3. In the third Place, defendant complains that the court committed error in allowing the plaintiff to introduce the following testimony over defendant's objections:

"Q. Are you acquainted with Mr. Hubble, a member of this jury? A. Yes, sir. Q. You had a fight with him because you would net pay him at Beggs? A. No, I offered him what is due him. He wanted twice as much and I would not pay him. Q. Did you have a fight with him? A. Yes, Sir. Q. That was over an account was it? A. Yes, sir."

These questions and answers were on cross-examination of the defendant, after testimony that its reputation had been seriously injured because of the garnishment and attachment proceedings. The following is the testimony that the cross-examination applies to:

"Q. Did that hurt your reputation or the company's reputation? A. It hurt both our reputations. Q. How much did it hurt your reputation? A. My business motto is to pay my bills. Q. I am not asking about your business motto, go ahead, I withdraw that and tell about your business motto. A. I pay my bills as I go along. Q. And you say you pay your bills as you go along and it hurts your reputation? A. Yes. Q. Had your reputation been hurt any before that time? A. No, sir."

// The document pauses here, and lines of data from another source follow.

PR #536, opened 2019-02-07
SQL Upgrade

imthatguyhere:
Resolves None. 

- Changes some VARCHAR sizes for consistency.
- Adds foreign keys.
- Updates Primary Keys.
- Adds new indexes.

This should be a drop in replacement with no issues, and is working fine in my server currently.
The changes made allow the database to be handled easier with relations, and makes things a bit more consistent.


Jason2605:
Firstly thanks for the PR, if you could add the changes we discussed via PMs that would be great!

imthatguyhere:
Tested and all good.

PR #537, opened 2019-02-09
Emergency lights update and default

Turdant:
Resolves #. 

Cop changes:
Adds a default position for cop cars
Fixes some wording

Medic changes:
Make it work the same as fn_copLights.sqf
Adds a default
Fixes some wording


Altis_Life.Altis/core/cop/fn_copLights.sqf
```diff
@@ -41,6 +41,14 @@ private _offset = switch (typeOf _vehicle) do {
     case "B_Heli_Transport_01_F": {
         [-0.5, 0.0, 0.81];
     };
+    default: {
```
commy2: Wrong syntax. It is `default {` without `:`.

commy2: Yes. And those are my thoughts. I can't comment in that channel :(

Turdant: Fixed!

The evidence brought out by the cross-examination was for the purpose of showing that the publicity the defendant was subjected to by reason of the garnishment and attachment proceedings in the light of hiss own conduct was not cause for complaint; and while we do not see any particular merit in this cross-examination, still we cannot see where the defendant was injured by it.

4. The defendant further complains that the court erred in refusing to give instructions 3 and 4 offered by the defendant, which were to the effect that if the jury believed from a preponderance of the evidence that the plaintiff had the writs of garnishment and attachment issued and served in the case for the purpose of embarrassing, harrassing, and causing the defendant disagreeable notoriety and that the defendant was injured by such notoriety and embarrassment, they should find in favor of the defendant on this account in any sum not to exceed $5,000, the amount sued for.

The court refused to give the instructions asked for, but instead gave the following Instruction:

"You are instructed, gentlemen of the jury, as a matter of law, that a person seeking to seize property on an alleged claim is not permitted under attachment or garnishment proceedings to seize more than will secure his alleged claim, and if he does so, it is at his peril and he is liable to the person whose property has been so seized in damages in an amount sufficient to compensate the person injured for the injury inflicted.

We think this instruction covered the point fully and it was not error to refuse to give the istructions asked for by the defendant.

5. The defendant complains under its fifth assignment of error that the jury disregarded the instruction of the court as to damages on account of the attachment proceedings.

An examination of the record discloses that the testimony as to the garnishment and attachment proceedings and the damages claimed by the defendant was introduced and submitted to the jury for their consideration under the above instruction of the court, and the damages were for them to determine, and they decided these issues in favor of the plaintiff and against the defendant, and we think the testimony supports the verdict and the defendant's contention is without merit.

We think the trial of this case resulted in substantial justice between the parties, and we, therefore, recommend that the judgment be affirmed.